(Originally published in the Q2 2015 UTC Journal. Reprinted with permission)
Tampa Electric Company is the principal subsidiary of TECO Energy Inc. (NYSE: TE), an energy-related holding company with regulated utility operations in Florida and New Mexico. The utility owns and operates three power plants that produce nearly 4,700 megawatts (MW) of capacity to serve more than 700,000 customers spread across some 2,000 square miles in West Central Florida.
As might be expected in the Sunshine State, afternoon use of air conditioning creates a high demand. But Tampa Electric’s peak demand actually occurs in the winter based on the widespread use of electric heating, with a record high instantaneous peak load of 4,760 MW. And owing to the growing use of more efficient heat pumps throughout the state, the winter load is becoming nearly as inductive as the summer load, when both heat pumps and air conditioners are being used for cooling.

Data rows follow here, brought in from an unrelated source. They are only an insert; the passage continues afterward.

PR #264, opened 2020-11-03
test: multires lyrics search

cristianmtr:
Add integration test for multires lyrics search example, with assertion on chunk-level


JoanFM (commented):
Looks really good! 

I think it is important to do assertions at `chunks` matches fore this example

multires-lyrics-search/tests/test_multireslyrics.py
```diff
@@ -11,42 +11,44 @@
...
 def config(tmpdir):
-    parallel = 2 if sys.argv[1] == 'index' else 1
+    parallel = 2 if sys.argv[1] == "index" else 1
 
-    os.environ.setdefault('JINA_MAX_DOCS', '100')
-    os.environ.setdefault('JINA_PARALLEL', str(parallel))
-    os.environ.setdefault('JINA_SHARDS', str(4))
-    os.environ.setdefault('JINA_WORKSPACE', './workspace')
-    os.makedirs(os.environ['JINA_WORKSPACE'], exist_ok=True)
+    os.environ.setdefault("JINA_MAX_DOCS", "100")
```
JoanFM, line 21: better use `single quote` as is `jina style standard`

multires-lyrics-search/tests/test_multireslyrics.py
```diff
@@ -58,9 +60,35 @@ def get_flow():
 
 @pytest.fixture
 def queries():
-    return [("Trudging slowly\n", ["Don't say anything\n", "Check that: I'll watch that game.\n", "I'm trying to talk\n"]),
-            ('I could feel at the time\n', ['Sorry\n', 'Hey\n', 'Allб\n']),
-            ("I promise.\n", ["Check that: I'll watch that game.\n", "I just think it's a fabulous app\n", 'Could you get that\n'])]
+    return [
```
JoanFM, line 63: what is the `structure` of these `queries`? Aren't queries supposed to be provided as simple `strings`?

JoanFM: ah I see, can we rename `queries_with_results`?

multires-lyrics-search/tests/test_multireslyrics.py
cristianmtr: Ah ok. This was `black`'s doing.

JoanFM: keep it, we will see

JoanFM (changes requested):
It looks very good, now I would try to observe the `matches` of the `chunks` and see if we can make sense and do some tests on them also.

multires-lyrics-search/tests/test_multireslyrics.py
```diff
@@ -0,0 +1,224 @@
...
+    if headers is None:
+        headers = {"Content-Type": "application/json; charset=utf-8"}
+    import requests
+
+    return requests.post(url, data=json.dumps(payload), headers=headers).json()
+
+
+def get_results(query, top_k=TOP_K):
+    return call_api(
+        "http://0.0.0.0:45678/api/search", payload={"top_k": top_k, "data": [query]}
```
nan-wang, line 67: Let's convert `45678` into a variable. 
```suggestion
        "http://0.0.0.0:45678/api/search", payload={"top_k": top_k, "data": [query]}
```

multires-lyrics-search/tests/test_multireslyrics.py
```diff
@@ -0,0 +1,224 @@
...
+import json
+import os
+import sys
+import subprocess
+
+from jina.flow import Flow
+import pytest
+from jina.proto import jina_pb2
+
+NUM_DOCS = 100
```
nan-wang, line 15:
```suggestion
```

multires-lyrics-search/tests/test_multireslyrics.py
```diff
@@ -0,0 +1,224 @@
...
+
+    os.makedirs(os.environ["JINA_WORKSPACE"], exist_ok=True)
+    return
+
+
+def index_documents():
+    f = Flow().load_config(INDEX_FLOW_FILE_PATH)
+
+    with f:
+        f.index(input_fn, batch_size=8)
```
nan-wang, line 54: Keep it simple
```suggestion
        f.index(input_fn)
```

multires-lyrics-search/tests/test_multireslyrics.py
```diff
@@ -0,0 +1,224 @@
...
+
+
+def call_api(url, payload=None, headers=None):
+    if headers is None:
+        headers = {"Content-Type": "application/json; charset=utf-8"}
+    import requests
```
nan-wang, line 60: this is not included in `requirements.txt` and make sure it is available for cicd

multires-lyrics-search/tests/test_multireslyrics.py
```diff
@@ -0,0 +1,224 @@
...
+
+def test_query(tmpdir, queries_and_expected_replies):
+    config(tmpdir)
+    index_documents()
+    f = get_flow()
+    with f:
+        for query, exp_result in queries_and_expected_replies:
+            output = get_results(query)
+            matches = output["search"]["docs"][0]["matches"]
+            print(f"matches = {matches}")
```
nan-wang, line 217:
```suggestion
```

multires-lyrics-search/tests/test_multireslyrics.py
```diff
@@ -0,0 +1,224 @@
...
+                "you'll remember. When May is rushing over you. With desire to be part of the "
+                "miracles. You see in every hour. You'll know it's true. That you are blessed "
+                "and lucky. It's true that you are touched. By something that will grow and "
+                "bloom in you. These are days. These are the days you might fill. With "
+                "laughter until you break. These days you might feel. A shaft of light. Make "
+                "its way across your face. And when you do. You'll know how it was meant to "
+                "be. See the signs and know their meaning. You'll know how it was meant to "
+                "be. Hear the signs and know they're speaking. To you, to you",
+            ],
+        ),
```
nan-wang, line 105: Maybe we can figure out a better way to include the expected results.

multires-lyrics-search/tests/test_multireslyrics.py
maximilianwerk: Configure black with `black -S`, which will skip the string normalization.

multires-lyrics-search/tests/test_multireslyrics.py
```diff
@@ -0,0 +1,224 @@
...
+                d.text = row[3]
+                yield d
+
+
+def config(tmpdir):
+    parallel = 2 if sys.argv[1] == "index" else 1
+
+    os.environ.setdefault("JINA_MAX_DOCS", "100")
+    os.environ.setdefault("JINA_PARALLEL", str(parallel))
+    os.environ.setdefault("JINA_SHARDS", str(1))
```
maximilianwerk, line 41: While for initial testing, this is nice, it would be great to have a (separated?) test with `JINA_SHARDS=2`. The reason: In the past, I saw, that results were sometimes flaky when sharding was used. If this is the case in this test, we would directly have spotted a bug and something to work on.

multires-lyrics-search/tests/test_multireslyrics.py
maximilianwerk: One possibility would be: Just test the first 5 of each list. If they are the same, most probably everything is fine.

JoanFM: I think we should index smaller lyrics. But also the tests shoould be run with `multi-chunk` queries to test the full power of the example and to have a good tests that heavily uses the `document recursivity`.

JoanFM: at the end we should "mimic" the color behavior observed in the frontend

multires-lyrics-search/tests/test_multireslyrics.py
cristianmtr: I replaced all the double with single-quotes, apart from the query - expected results (where double quotes are required because there are singles within the text)

multires-lyrics-search/tests/test_multireslyrics.py
cristianmtr: I will dig in and implement the assertion on the chunk level

multires-lyrics-search/tests/test_multireslyrics.py
cristianmtr: Done

multires-lyrics-search/tests/test_multireslyrics.py
cristianmtr: Good point

multires-lyrics-search/tests/test_multireslyrics.py
cristianmtr: It was working without it being explicitly added, but I added it now. Might have been installed by another lib

multires-lyrics-search/tests/test_multireslyrics.py
cristianmtr: Leftover from logging. Cleaned up now

multires-lyrics-search/tests/test_multireslyrics.py
```diff
@@ -0,0 +1,172 @@
...
+
+def get_flow():
+    f = Flow().load_config(QUERY_FLOW_FILE_PATH)
+    f.use_rest_gateway()
+    return f
+
+
+@pytest.fixture
+def queries_and_expected_replies():
+    return [
```
JoanFM, line 79: Looks very good, I would just test then the direct resulting `match` of the `query`. Like this the test would look complete for me.

cristianmtr: You mean re-adding the assertion on the `'match'`-level, apart from the chunk-level, as it was before?

JoanFM: yes, the `multi-level` assertion. It may look a little redundant but is a test so better to make sure everything makes sense

cristianmtr: Done

maximilianwerk (approved):
LGTM Well done.

JoanFM (commented):
LGTM! I think we just need now to add it to the `CI workflow`!

cristianmtr:
> LGTM! I think we just need now to add it to the `CI workflow`!

Added it. Should be running now

JoanFM (approved):
Great work!

maximilianwerk:
> > LGTM! I think we just need now to add it to the `CI workflow`!
> 
> Added it. Should be running now
> 
> EDIT: And it passed partying_face

That is great. Thanks for the effort! We might want to update to jina 0.7.4 in a next iteration, but merge away for now.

According to Lee Collins, Tampa Electric’s Business Process Consultant for Energy Delivery Technical Applications, “We’ve deployed capacitor banks throughout the distribution network to compensate for this load, of course, but the lack of two-way communications prevented us from getting the results we wanted. So we needed to generate more reactive power to compensate, and that was becoming increasingly expensive. We needed a better solution.”